Attraverso indagini archeometriche sui reperti archeologici, su scorie e scarti di lavorazione d’argento, è possibile risalire al minerale d’origine e, a volte, ai giacimenti di provenienza. Inoltre, è possibile comprendere se siano stati adoperati determinati processi di lavorazione, oppure se siano stati adoperati in malo modo: l’argento nativo, di

solito, è quasi puro (circa per il 99%), con scarse tracce di altri metalli (rame inferiore allo 0,5%; bismuto inferiore allo 0,04%; piombo inferiore allo 0,08%; mercurio a partire da una percentuale inferiore a 0,4% a 4%). L’argento non coppellato, ricavato da clorargirite, argentite, pirargirite, proustite e stefanite, sembra essere caratterizzato da scarse quantità sia di rame che di bismuto, ma da più alti tenori di oro (fino allo 0,5%); la clorargirite può avere anche il 2,5% di piombo, e poiché il processo di estrazione dell’argento dal minerale, non prevede la coppellazione, può essere inglobato nell’argento. Nell’argento ottenuto tramite coppellazione dalla galena, la quantità di piombo dovrebbe aggirarsi intorno a una percentuale fra lo 0,05% e il 2,5%; ma mentre tenori più bassi, di solito, escludono la coppellazione, quantità intorno al 2,5% di piombo, potrebbero costituire caratteristiche del minerale di base, quindi, non attestano un utilizzo certo del particolare processo estrattivo. La coppellazione separa in maniera efficace l’argento da altri elementi, quali antimonio, arsenico, stagno, ferro, zinco e rame, anche se quest’ultimo rimane, in genere, in quantità inferiori allo 0,5%. Tenori di rame superiori all’1% sono indicatori della cattiva riuscita del processo di raffinazione. La coppellazione, inoltre, è meno efficace per la separazione del bismuto, che rimane nell’argento in concentrazioni comprese fra lo 0,01 e l’1%. Infine, il rapporto tra l’oro e l’argento a coppellazione avvenuta non cambia rispetto al rapporto esistente tra i due metalli nel minerale d’origine (la galena), e comunque, l’oro, nei minerali piombiferi, non è mai presente in elevate quantità76. Un altro metodo d’indagine, per quanto riguarda la provenienza dei materiali archeologici in argento, è costituito dall’analisi isotopica del piombo. Gli isotopi del piombo: 206Pb, 207Pb, 208Pb, sono sottoposti a decadimento radioattivo. Il rapporto tra questi ultimi e l’isotopo 204Pb, costante in tutte le rocce dalla

loro origine, determina le specifiche caratteristiche dei depositi geologici; tutti i minerali di un determinato deposito, quindi, avranno lo stesso rapporto isotopico del piombo. Variazioni anche leggere di questo rapporto, sono indicative dei meccanismi di formazione del deposito e della diversa provenienza dei minerali.

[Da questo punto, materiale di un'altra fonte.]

PR #1566, opened 2017-04-06
update systemd script to account for bug #1565

coolaj86:
update systemd script to account for bug #1565

PR #1719, opened 2017-06-16
Increase restart rate limit

### LINKED ISSUE #1718: systemd service file goes into bad state and won't restart caddy

`0.10.3`

I'm trying to restart caddy while testing new configs and after a while it will not restart.

```text

{{config.site.domains[0]}}:8080 {
  tls off

  root {{config.dev.path.devDir}}public
  gzip

  fastcgi / 127.0.0.1:9000 php
  rewrite / {
    r /(.*)
    to {path} index.php?url={1}&{query}
  }
}
```

I'm using Ubuntu 16.04 and restarting in the terminal with `systemctl restart caddy`.

@klingtnet posted this on https://github.com/mholt/caddy/issues/711#issuecomment-308885617

It looks like the settings for StartLimitInterval, StartLimitBurst are to conservative.

```
$ journalctl -xefu caddy
Jun 15 18:02:08 m253 systemd[1]: caddy.service: Unit entered failed state.
Jun 15 18:02:08 m253 systemd[1]: caddy.service: Failed with result 'start-limit-hit'.
Jun 15 18:02:10 m253 systemd[1]: caddy.service: Start request repeated too quickly.
```

A workaround is to [deactivate the start limit check](https://www.freedesktop.org/software/systemd/man/systemd.unit.html#StartLimitIntervalSec=) until we decided which values StartLimitInterval, StartLimitBurst should be set to.

To reproduce the problem simply start caddy's service `systemctl start caddy` call `systemctl restart caddy` and it will fail to restart eventually (after ~10 retries on my machine).

klingtnet:
The previous setting caused the service to hit a rate-limit when it was
restarted more than 5 times in 24h.
Editing the Caddyfile and restarting the service could also easily
trigger this rate limit.
One could argue that users could simply call `systemctl reset-failed
caddy` to reset the rate-limit counter, but this is counterintuitive
because most users won't know this command and are possibly unaware that
they had hit a rate-limit.

The service is now allowed to restart 10 times in 10 seconds before
hitting a rate limit.
This should be conservative enough to rate limit quickly failing
services and to allow users to edit and test their caddy configuration.

This closes #1718

### DIFF
--- a/dist/init/linux-systemd/caddy.service
+++ b/dist/init/linux-systemd/caddy.service
@@ -6,11 +6,6 @@ Wants=network-online.target systemd-networkd-wait-online.service
 
 [Service]
 Restart=on-failure
-; Renamed to StartLimitIntervalSec for systemd>=230
-; Set StartLimitInterval=0 to disable rate limiting.
-; To reset the restart counter run 'systemctl reset-failed caddy'
-StartLimitInterval=10
-StartLimitBurst=10
 
 ; User and group the process will run as.
 User=www-data
--- a/dist/init/linux-systemd/caddy.service
+++ b/dist/init/linux-systemd/caddy.service
@@ -6,8 +6,11 @@ Wants=network-online.target systemd-networkd-wait-online.service
 
 [Service]
 Restart=on-failure
-StartLimitInterval=86400
-StartLimitBurst=5
+; Renamed to StartLimitIntervalSec for systemd>=230
+; Set StartLimitInterval=0 to disable rate limiting.
+; To reset the restart counter run 'systemctl reset-failed caddy'
+StartLimitInterval=10
+StartLimitBurst=10
 
 ; User and group the process will run as.
 User=www-data


dist/init/linux-systemd/caddy.service
```diff
@@ -6,8 +6,11 @@ Wants=network-online.target systemd-networkd-wait-online.service
 
 [Service]
 Restart=on-failure
-StartLimitInterval=86400
-StartLimitBurst=5
+; Renamed to StartLimitIntervalSec for systemd>=230
+; Set StartLimitInterval=0 to disable rate limiting.
```
mholt: I don't think we should recommend/encourage this...

klingtnet:
[systemd.unit](https://www.freedesktop.org/software/systemd/man/systemd.unit.html#StartLimitIntervalSec=) states:
> .. Note that units which are configured for Restart= and which reach the start limit are not attempted to be restarted anymore; however, they may still be restarted manually at a later point, from which point on, the restart logic is again activated. ...
Unfortunately, it does not care what the services return value was, instead only the bare number of restarts is taken into account.

dist/init/linux-systemd/caddy.service
klingtnet: It was not thought to be a recommendation, rather a hint for user that want to debug their caddy configuration.

klingtnet:
@wmark Do you know if it is possible to disable restarts from being counted in `StartLimitBurst`?

Chronial:
I think this should just be removed and let systemd fall back to the default (5 attempts in 10 seconds). I see no reason why you would need to manually restart caddy more than 5 times in 10 seconds.

klingtnet:
@Chronial I reset both `StartLimit` settings to use the default restart limit.

wmark:
Please see also #1566.

We arrived at:
```diff
-Restart=on-failure
+Restart=on-abnormal
-StartLimitInterval=86400
-StartLimitBurst=5
+StartLimitInterval=10
+StartLimitBurst=3
```

(Please note I am for `Restart=no`, but then I acknowledge that `≠no` promises fewer opened issues with *Caddy's* target audience.)

Explicit is better than implicit in this case, for one due to the history of the file (existing users can spot the difference better) and then to be used as template. A shockingly high amount of operators wouldn't know how to get any or all default values, to compare. (`systemctl show caddy.service`)

klingtnet:
@wmark I will integrate the changes you quoted into this pull request because #1566 will probably not be merged anytime soon.
Is there a reason to use `StartLimitBurst=3` and not the default `StartLimitBurst=5`? I would propose to state

```
StartLimitInterval=10
StartLimitBurst=5
```

explicitly.

klingtnet:
@wmark Will systemd still count `systemctl restart caddy` calls to the `RestartLimit` when `Restart` is set to `on-abnormal`?
`systemctl restart` will send a `SIGHUP` which is ignored by `on-abnormal` so this should not increase the `RestartLimit` counter, right?

i-s-o-g-r-a-m:
I'd like to +1 this one. If you're new to systemd, as I am, you end up in a pretty confusing situation. Thanks!

wmark:
I still would change this to `Restart=on-abnormal`, everything else LGTM. (`systemctl restart …` should not be affected by this, or else it's a bug.)

mholt:
I'm not really sure what's going on with this PR anymore, since it seems a bit inactive, and there's no consensus. I'm gonna close it, but feel free to discuss it, work out something you agree on - and then we can re-open this. Thanks!

Chronial:
@mholt I would ask you to please just merge this Pull Request. There might be a lack of consensus here regarding the exact values, but everybody agrees that the current values are bad. This PR just makes the service fall back to the systemd defaults, which I would argue are probably an acceptable compromise till a better solution is agreed upon.

The current state is just really bad and I am sure made a lot of people loose quite a bit of time.

klingtnet:
@wmark I think too that [`Restart=on-abnormal`](https://www.freedesktop.org/software/systemd/man/systemd.service.html#Restart=) is the way to go because it would not restart the service if it fails with a non-zero exit code. This looks reasonable. I will change this in my fork.

@mholt If you want to merge this then please wait until I made this last change mentioned above.

mholt:
@Chronial I'm sorry, but I can't merge it with the limits taken out. People have complained about systemd putting Caddy into a restart loop otherwise.

Chronial:
@mholt Without the limits, caddy will stop starting after 5 failed attempts in 10 seconds – how would that result in an infinite loop?

mholt:
@Chronial What makes it stop after 5 attempts in 10 seconds? I don't see anything in the systemd file that guarantees that.

Chronial:
Sry, you are right. What actually happens is that it will not restart more often than 5 times per 10 seconds. It will keep doing that forever. But I don't see how that's a big problem – that will not take up a lot of system resources. And is a lot better that the current situation in which caddy suddenly stops working while you're trying to configure it.

mholt:
@Chronial Let's Encrypt has complained about systemd misconfigurations that cause Caddy to hammer their servers.

Chronial:
@mholt Will Caddy contact the Let's Encrypt service on every startup or only after certain kinds of failures (failed to get a cert)? If yes, are these kinds of failures recognizable from the exit code?

I have the impression that this is something that can't be truly fixed by only the init service. Maybe caddy itself should have something build in that prevents it from hammering the let's encrypt servers, but at least it should report these kinds of issues in its CLI.

wmark:
@mholt I don't feel you're doing an assessment in good faith here. Let's Encrypt cannot tell what causes a hammering unless they can log into any machine. To me it seems most issues that arise from *systemd's* use are caused by committers tinkering with *service files* without having understood the extent of their modifications.

Any *start limits* are applied to automatic (like, on `on-abort`) as well as manual (`systemctl try-restart caddy`) restarts. Counting this over a window of 86400 seconds (24h) is ridiculous.

Excerpt from the description of the restart behaviour:

> Note that units which are configured for Restart= and which reach the start limit are not attempted to be restarted anymore;
> — https://www.freedesktop.org/software/systemd/man/systemd.unit.html#StartLimitIntervalSec=

mholt:
@Chronial This isn't a bug in Caddy. Caddy's updated exit codes only recently changed and haven't been released yet. When it is released in 0.10.7, an exit code of 1 should tell the launcher to NOT re-execute Caddy. That would be a better change than removing limits in systemd altogether.

Chronial:
@mholt I wasn't trying to imply that this is a bug in Caddy, just saying that this would be easier with some help from Caddy. But it sounds like that is already underway.

> That would be a better change than removing limits in systemd altogether.

Just to clarify: That is **not** what this PR is doing. This PR is just resetting these limits to their defaults, *not* removing them.

mholt:
The correct change for this PR, IMO, would be to see if the status code is 1. If so, do not restart. If not, wait a few seconds before restarting, and cap it at some maximum attempts.

klingtnet:
> would be to see if the status code is 1. If so, do not restart. If not, wait a few seconds before restarting, and cap it at some maximum attempts.

@mholt This is exactly the behaviour of `Restart=on-abnormal` and, for non-zero exit codes, it would stop caddy from restarting after 5 failed attempts in 10 seconds (which is systemd's default).

mholt:
@klingtnet 

> This is exactly the behaviour of Restart=on-abnormal and, for non-zero exit codes, it would stop caddy from restarting after 5 failed attempts in 10 seconds (which is systemd's default).

That sounds good, but right now the PR is "on-failure". Also, there are other exit codes where an immediate restart could be allowed (but still within limits to prevent looping) - it's just 1 where it should be forbidden at all, for optimal configuration.

klingtnet:
@mholt I deleted my comment because I was a bit two fast with the following conclusion _for non-zero exit codes, it would stop caddy from restarting_. I will check tomorrow if the changes let caddy's service restart as expected and reopen the PR if this is the case.

mholt:
@klingtnet Oh, sorry. GitHub sends me emails of all comments on this repo, and I didn't look higher. (I've had some problems with GitHub notifications in the past.) Even deleted comments appear on my news feed...

Thanks for looking into it!

klingtnet:
I tested the `Restart=on-abnormal` directive and the behaviour is as desired. Unfortunately, I can't reopen this PR because I rebased my branch on upstream master and force pushed the branch in my fork. See #1823 for the followup.

PR #1724, opened 2017-06-19
Fix memory leak

lostinblue:
I think the way you had it, you were initializing new variables and using more memory every time you iterated through the loop. I think that would cause a memory leak. This should achieve some slight memory improvements, also since err is being returned, we can set it during function initialization.

### DIFF
--- a/caddy.go
+++ b/caddy.go
@@ -606,16 +606,15 @@ func executeDirectives(inst *Instance, filename string,
 	return nil
 }
 
-func startServers(serverList []Server, inst *Instance, restartFds map[string]restartTriple) error {
+func startServers(serverList []Server, inst *Instance, restartFds map[string]restartTriple) (err error) {
 	errChan := make(chan error, len(serverList))
+	var (
+		ln  net.Listener
+		pc  net.PacketConn
+	)
 
 	for _, s := range serverList {
-		var (
-			ln  net.Listener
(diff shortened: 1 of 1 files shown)


caddy.go
```diff
@@ -606,16 +606,15 @@ func executeDirectives(inst *Instance, filename string,
...
-func startServers(serverList []Server, inst *Instance, restartFds map[string]restartTriple) error {
+func startServers(serverList []Server, inst *Instance, restartFds map[string]restartTriple) (err error) {
 	errChan := make(chan error, len(serverList))
+	var (
+		ln  net.Listener
+		pc  net.PacketConn
+	)
 
 	for _, s := range serverList {
-		var (
```
tw4452852: I don't think we could move these out of the loop, because we check `ln` and `pc` below (line 651 and 657).

lostinblue:
Thanks for clarifying, sorry about that.

lostinblue:
I thought about this more, and wouldn't you allocate less memory just zeroing out the variables at the end of the loop and using a single instance of the variables instead of creating a set for each time through the loop? Gains would be dependent on the active number of servers and number of resets.

mholt:
Not really, these are on the stack and the impact here is negligible. Try doing some profiling, you'll see what I mean.

PR #1731, opened 2017-06-27
Introduce `rotate_compress` option for log and errors directives in Caddyfile

fern4lvarez:

This PR addresses https://github.com/mholt/caddy/issues/1728 and provides a new `rotate_compress` option for `log` and `errors` directive to the Caddyfile, which will enable gzip compression for rotated log files.

It also updates the Lumberjack package dependencies in the `vendor` directory, and adds go-syslog, which was not present in `vendor` and was breaking tests when this was not present.

https://github.com/mholt/caddy/issues/1728

https://github.com/caddyserver/website/pull/18

### 4. Checklist

### DIFF
--- a/caddyhttp/errors/setup_test.go
+++ b/caddyhttp/errors/setup_test.go
@@ -85,7 +85,7 @@ func TestErrorsParse(t *testing.T) {
 				Roller: httpserver.DefaultLogRoller(),
 			},
 		}},
-		{`errors errors.txt { rotate_size 2 rotate_age 10 rotate_keep 3 rotate_compress true }`, false, ErrorHandler{
+		{`errors errors.txt { rotate_size 2 rotate_age 10 rotate_keep 3 rotate_compress }`, false, ErrorHandler{
 			ErrorPages: map[int]string{},
 			Log: &httpserver.Logger{
 				Output: "errors.txt", Roller: &httpserver.LogRoller{
--- a/caddyhttp/errors/setup_test.go
+++ b/caddyhttp/errors/setup_test.go
@@ -85,13 +85,14 @@ func TestErrorsParse(t *testing.T) {
 				Roller: httpserver.DefaultLogRoller(),
 			},
 		}},
-		{`errors errors.txt { rotate_size 2 rotate_age 10 rotate_keep 3 }`, false, ErrorHandler{
+		{`errors errors.txt { rotate_size 2 rotate_age 10 rotate_keep 3 rotate_compress true }`, false, ErrorHandler{
 			ErrorPages: map[int]string{},
 			Log: &httpserver.Logger{
 				Output: "errors.txt", Roller: &httpserver.LogRoller{
 					MaxSize:    2,
 					MaxAge:     10,
 					MaxBackups: 3,
+					Compress:   true,
 					LocalTime:  true,
 				},
 			},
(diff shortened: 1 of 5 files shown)


caddyhttp/errors/setup_test.go
```diff
@@ -85,13 +85,14 @@ func TestErrorsParse(t *testing.T) {
 				Roller: httpserver.DefaultLogRoller(),
 			},
 		}},
-		{`errors errors.txt { rotate_size 2 rotate_age 10 rotate_keep 3 }`, false, ErrorHandler{
+		{`errors errors.txt { rotate_size 2 rotate_age 10 rotate_keep 3 rotate_compress true }`, false, ErrorHandler{
```
mholt: Let's get rid of "true" here, since the presence of "rotate_compress" will make that obvious. (And lack of it is obviously "false".) In other words, the line would be "rotate_compress" by itself, no arguments.

caddyhttp/httpserver/roller.go
```diff
@@ -89,10 +99,14 @@ const (
 	// defaultRotateAge is 14 days.
 	defaultRotateAge = 14
 	// defaultRotateKeep is 10 files.
-	defaultRotateKeep   = 10
-	directiveRotateSize = "rotate_size"
-	directiveRotateAge  = "rotate_age"
-	directiveRotateKeep = "rotate_keep"
+	defaultRotateKeep = 10
+	// defaultRotateCompress is false.
```
mholt: This comment isn't super helpful, it can be removed. ;)

fern4lvarez:
@mholt re: broken dependency

I just reverted the commit that adds the `gopkg.in/mcuadros/go-syslog.v2` package to `vendor/` and run tests:

```
$ git revert 6722284                                            
[1728-log-rotate-compress 9e990b6] Revert "vendor: add go-syslog dep"
...
go test -v ./caddyhttp/httpserver               
# github.com/mholt/caddy/caddyhttp/httpserver
caddyhttp/httpserver/logger_test.go:15:2: cannot find package "gopkg.in/mcuadros/go-syslog.v2" in any of:
	/home/fernando/src/github.com/mholt/caddy/vendor/gopkg.in/mcuadros/go-syslog.v2 (vendor tree)
	/usr/local/go/src/gopkg.in/mcuadros/go-syslog.v2 (from $GOROOT)
	/home/fernando/src/gopkg.in/mcuadros/go-syslog.v2 (from $GOPATH)
FAIL	github.com/mholt/caddy/caddyhttp/httpserver [setup failed]
```

Of course, I can `go get gopkg.in/mcuadros/go-syslog.v2` and the tests would pass. But this dependency is not tracked into `vendor/`. If you think we should not added to `vendor/`, I'm happy to revert that commit :)

fern4lvarez:
@mholt bases in your comments:

* I agree that either we need to vendor `gopkg.in/mcuadros/go-syslog.v2` or not, this ain't part of this PR, so I removed it.
* No need to set `false` or `true` along with `rotate_compress`. If the option is declared into the Caddyfile, we want to compress logs.
* Get rid of `defaultRotateCompress`. We don't compress by default, hence it is `false`, so no need to create an wrapping var for this.

I'll also update caddyserver/website#18 accordingly.

PR #1740, opened 2017-07-02
iteration on init script for freebsd

richardbowden:
* uses more of the builtin functionality for starting and stopping of the process by using command and command_args along with procname
* removed -f from daemon as this was hiding error message that were sent to stdout on startup, now writing stdout to the logfile directly

for example, this was being hidden:

“Activating privacy features.. [www.domain.com] failed to get certificate: Error presenting token: Could not find the start of authority”

it now shows up in the log

* aded “caddy_env” to allow the setting of environment variables that caddy might need, for example when setting creds for “DNS Challenge”

* added a check to ensure caddy_config_path file exists

N/A

None! Documented in the init script

### 4. Checklist

### DIFF
--- a/dist/init/freebsd/caddy
+++ b/dist/init/freebsd/caddy
@@ -23,8 +23,18 @@
 # caddy_config_path (str):    Set to "/usr/local/www/Caddyfile" by default.
 #                             Defines the path for the configuration file caddy will load on boot
 #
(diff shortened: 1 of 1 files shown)


mholt:
Cool, nobody has objected, so I'll merge it in. Thanks for contributing!

Issue #4954, opened 2022-08-13
admin endpoint will not restart when configuration failed for new admin endpoint


WeidiDeng:
When reloading caddy configurations, if new admin endpoint address is not available, the configuration will be rollback, but admin endpoint will be permanently off.

step to reproduce.

1. run caddy with blank caddy file.
2. run another process that will use a port, say localhost:8080
3. change caddy admin endpoint to localhost:8080 using curl or something
4. err: address already in use
5. caddy no longer listens 2019

PR #4964, opened 2022-08-16
admin: Don't stop old server if new one fails

WeidiDeng:
Fixes [4954](https://github.com/caddyserver/caddy/issues/4954)

Don't stop admin server when error occurs.


mholt:
Thanks, I'll look at this soon!

mholt (approved):
Cool, I was able to verify the bug from the issue #4954 and that this patch fixes it. I revised the patch slightly to use the error value instead of creating a new boolean pointer. Still works :upside_down_face: 

LGTM. Thank you again for contributing this!

PR #4971, opened 2022-08-21
caddyhttp: Set `http.error.message` to the HandlerError message

### LINKED ISSUE #4969: Custom error message string is not output anywhere
The `error` directive accepts a message argument, but this string doesn't appear in any of the placeholders listed here https://caddyserver.com/docs/json/apps/http/#servers/errors/routes nor does it appear in the response body when a `handle_errors` template is not used (a zero size response body is returned).

If I configure something like `error "Forums are down for maintenance" 503` the placeholder values are

`http.error.status_code` "503"
`http.error.status_text` "Service Unavailable"
`http.error.message` ""
`http.error.trace` "caddyhttp.StaticError.ServeHTTP (staticerror.go:110)"
`http.error.id` "6persmrad"

Versions: 2.5.2 and fe5f5dfd6aa2f48e92897327c9c7d8c8583a3d72

francislavoie:
Fix #4969

### DIFF
--- a/modules/caddyhttp/server.go
+++ b/modules/caddyhttp/server.go
@@ -526,8 +526,9 @@ func (*HTTPErrorConfig) WithError(r *http.Request, err error) *http.Request {
 	if handlerErr, ok := err.(HandlerError); ok {
 		repl.Set("http.error.status_code", handlerErr.StatusCode)
 		repl.Set("http.error.status_text", http.StatusText(handlerErr.StatusCode))
-		repl.Set("http.error.trace", handlerErr.Trace)
 		repl.Set("http.error.id", handlerErr.ID)
+		repl.Set("http.error.trace", handlerErr.Trace)
+		repl.Set("http.error.message", handlerErr.Err.Error())
 	}
 
 	return r


mholt:
Thanks! Just to make sure I understand, does this mean that `{http.error}` is the generic error message if no custom message is set, and that `{http.error.message}` is always only the custom message?

francislavoie:
For example:

```
:8883 {
    error "Custom Error Message" 503

    handle_errors {
        respond "
Message: {http.error.message}
Error: {http.error}
Status: {http.error.status_code}
Text: {http.error.status_text}
Trace: {http.error.trace}
"
    }
}
```

Will write out:

```
Message: Custom Error Message
Error: {id=1bdsihwsh} caddyhttp.StaticError.ServeHTTP (staticerror.go:110): HTTP 503: Custom Error Message
Status: 503
Text: Service Unavailable
Trace: caddyhttp.StaticError.ServeHTTP (staticerror.go:110)
```

mholt (approved):
Ah that's pretty good. LGTM! Thanks for the patch. Not sure how I forgot this... heh.

francislavoie:
Yeah it's kinda wild, we've always documented it but it never worked :rofl:

bones-was-here:
Thanks for implementing this, but there seems to be a regression.  When `file_server` generates a 404, Caddy simply terminates the connection without returning any status code or body.  It doesn't log anything to stdout/stderr but I'm guessing it doesn't like `handlerErr.Err.Error()` being called when no message is set.  It returns an error normally when the message is set by the `error` directive.

francislavoie:
Please provide your full config and a reproduce case. I don't want to make assumptions like we had to do in the previous thread.

I find it _very_ unlikely that this PR would have caused any kind of regression. It only sets a variable, that's it.

Issue #4939, opened 2022-08-08
httpError template function not documented


iUnknwn:
The Caddy template library includes the function `httpError` to return a status code like 404 when processing a template. This function is used on Caddy's [own documentation website code.](https://github.com/caddyserver/website/blob/master/src/docs/index.html)

However, the function isn't included in the Caddy template function list: https://caddyserver.com/docs/modules/http.handlers.templates

It would be great if this was included in the documentation - being able to return errors (particularly 404 errors) from templates is quite useful.

mholt:
Oh yeah, it's because it didn't work until Go ... 1.17 or 1.18 I think? So we left it undocumented. Probably time to document it now though.

Malankar:
I would like to work on this. If possible can anyone guide me through it and can you assign me this issue if no one is working on it currently

mholt:
@Malankar Sure. Here's the function to be documented, for reference:

https://github.com/caddyserver/caddy/blob/c7772588bd44ceffcc0ba4817e4d43c826675379/modules/caddyhttp/templates/tplcontext.go#L400-L402

Here's where the documentation comment is:

https://github.com/caddyserver/caddy/blob/c7772588bd44ceffcc0ba4817e4d43c826675379/modules/caddyhttp/templates/templates.go#L34-L262

That comment just needs to be updated to add this function. Remember it is formatted using Markdown.

Malankar:
> @mholt I have made the necessary changes should I make a pull request 
>  
> https://github.com/Malankar/caddy/blob/document/modules/caddyhttp/templates/templates.go#L191-L201

francislavoie:
Yes, please make a pull request.

Malankar:
Thanks for the guidance @mholt and @francislavoie

PR #4972, opened 2022-08-21
templates: Document `httpError` function

Malankar:
Added the httpError template function for this issue #4939


mholt (approved):
Thanks for the contribution! Sorry it took me a while to get to this.

PR #4975, opened 2022-08-23
templates: cap of slice should not be smaller than length

### LINKED ISSUE #4974: A bug of custom functions in templates
modules/caddyhttp/templates/templates.go
image
This should be `customFuncs := make([]template.FuncMap, 0,len(fnModInfos))`

jedy:
fix #4974


mholt (approved):
Thanks for the patch!

PR #4977, opened 2022-08-23
caddyhttp: Fix for nil `handlerErr.Err`

francislavoie:
Followup to #4971, need to check that there actually is a wrapped error before trying to grab its message.


mholt (approved):
Ah, right. Forgot that Err isn't always set. Thanks!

A differenza della composizione chimica, la composizione isotopica non viene modificata dai processi fusori, quindi, un oggetto finito e lavorato avrà la stessa composizione isotopica del minerale d’origine, tranne nel caso in cui ad un argento venga aggiunto altro argento di diversa provenienza. Un fenomeno molto diffuso nell’antichità durante i periodi di gravi difficoltà economiche, soprattutto dall’Ellenismo in poi, era il vero e proprio spoglio dei templi che costituivano luoghi di culto, ma anche dei veri e propri luoghi di tesaurizzazione. Gioielleria, statue, ex-voto e monete in metallo prezioso, anche di diversa provenienza, venivano “riciclati”, rifusi e rilavorati per la produzione di altri oggetti e di altra moneta. In definitiva, questo tipo di analisi presuppone che il piombo e l’argento abbiano la stessa origine, che quindi appartengano allo stesso minerale. Bisogna tener conto, però, anche di alcuni casi in cui il piombo viene aggiunto di proposito nei procedimenti di lavorazione, per fare in modo che concentri l’argento, per esempio, durante la raffinazione delle jarositi o nella cementazione dell’elettro. Ovviamente, in questi casi, il piombo può avere anche un’origine diversa. Sarà, allora, molto importante determinare il minerale di provenienza, per una corretta lettura dei dati analitici. Campionamenti geologici che tengano in considerazione informazioni storiche e geografiche, riguardo alle zone e alle tecniche estrattive, insieme ai risultati ottenuti dalle analisi dei reperti archeologici, forniranno, a riguardo, indicazioni esaustive77.